⟨

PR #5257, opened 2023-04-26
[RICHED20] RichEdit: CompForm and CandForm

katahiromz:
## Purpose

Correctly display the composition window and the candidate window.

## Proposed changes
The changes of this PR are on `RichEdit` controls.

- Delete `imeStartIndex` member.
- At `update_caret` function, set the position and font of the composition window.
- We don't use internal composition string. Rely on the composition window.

⟩
⟨

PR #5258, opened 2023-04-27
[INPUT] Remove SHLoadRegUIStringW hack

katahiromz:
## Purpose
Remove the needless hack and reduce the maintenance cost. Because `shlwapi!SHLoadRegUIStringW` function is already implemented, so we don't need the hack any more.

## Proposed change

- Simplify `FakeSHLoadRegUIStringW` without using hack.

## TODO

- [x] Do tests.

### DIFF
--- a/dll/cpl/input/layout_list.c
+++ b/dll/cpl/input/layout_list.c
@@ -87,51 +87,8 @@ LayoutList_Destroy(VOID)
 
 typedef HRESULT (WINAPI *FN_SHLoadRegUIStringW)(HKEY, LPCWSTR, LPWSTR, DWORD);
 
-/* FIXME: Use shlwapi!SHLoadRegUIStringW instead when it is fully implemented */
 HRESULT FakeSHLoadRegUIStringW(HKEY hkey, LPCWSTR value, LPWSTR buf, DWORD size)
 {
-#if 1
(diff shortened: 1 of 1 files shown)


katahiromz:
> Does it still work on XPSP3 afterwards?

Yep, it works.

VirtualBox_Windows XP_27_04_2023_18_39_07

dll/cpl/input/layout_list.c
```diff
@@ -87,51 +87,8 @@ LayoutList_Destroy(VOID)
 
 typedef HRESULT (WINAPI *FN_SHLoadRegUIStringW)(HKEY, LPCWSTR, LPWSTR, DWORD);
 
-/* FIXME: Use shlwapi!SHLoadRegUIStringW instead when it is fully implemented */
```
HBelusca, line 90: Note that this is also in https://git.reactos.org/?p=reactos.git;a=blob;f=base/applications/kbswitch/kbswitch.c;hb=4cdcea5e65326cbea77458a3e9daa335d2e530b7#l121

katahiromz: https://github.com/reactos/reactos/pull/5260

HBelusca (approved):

⟩

> _Exercise brief_: Given the data above, which lines hold the string "this"? Return them.

> _Task solution_:
The changes of this PR are on `RichEdit` controls.
HBelusca, line 90: Note that this is also in https://git.reactos.org/?p=reactos.git;a=blob;f=base/applications/kbswitch/kbswitch.c;hb=4cdcea5e65326cbea77458a3e9daa335d2e530b7#l121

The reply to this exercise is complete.